Segment Open

PR #2770, opened 2026-06-08
CNF-24580: suppress duplicate alarm rule WARN logs

donpenney:
Replace per-rule WARN logging of duplicate Prometheus rules with a single DEBUG-level summary after filtering. Previously, each duplicate rule was logged individually at WARN level with the full rule body (PromQL expression, labels, annotations), producing ~48 WARN entries per 60-second sync cycle with identical duplicates every time.

Now logs a single DEBUG entry with the count and alert names of duplicates found. Duplicates are expected (same rules appear on multiple managed clusters) and not actionable, so WARN was the wrong level.


donpenney:
Rebase pushed

PR #2775, opened 2026-06-08
CNF-23716: Add scope-to-groups-to-RBAC observability and documentation

rauhersu:
## Summary
- Log user groups at DEBUG level in the Authorizer on successful authorization, making the OAuth scope → groups → RBAC chain observable for compliance auditing ([CNF-23717](https://redhat.atlassian.net/browse/CNF-23717))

Segment Closed

YOUR TASK –
Give all of the lines above again, exactly as they are.

ANSWER –
PR #2770, opened 2026-06-08
CNF-24580: suppress duplicate alarm rule WARN logs

donpenney:
Replace per-rule WARN logging of duplicate Prometheus rules with a single DEBUG-level summary after filtering. Previously, each duplicate rule was logged individually at WARN level with the full rule body (PromQL expression, labels, annotations), producing ~48 WARN entries per 60-second sync cycle with identical duplicates every time.

Now logs a single DEBUG entry with the count and alert names of duplicates found. Duplicates are expected (same rules appear on multiple managed clusters) and not actionable, so WARN was the wrong level.


donpenney:
Rebase pushed

PR #2775, opened 2026-06-08
CNF-23716: Add scope-to-groups-to-RBAC observability and documentation

rauhersu:
## Summary
- Log user groups at DEBUG level in the Authorizer on successful authorization, making the OAuth scope → groups → RBAC chain observable for compliance auditing ([CNF-23717](https://redhat.atlassian.net/browse/CNF-23717))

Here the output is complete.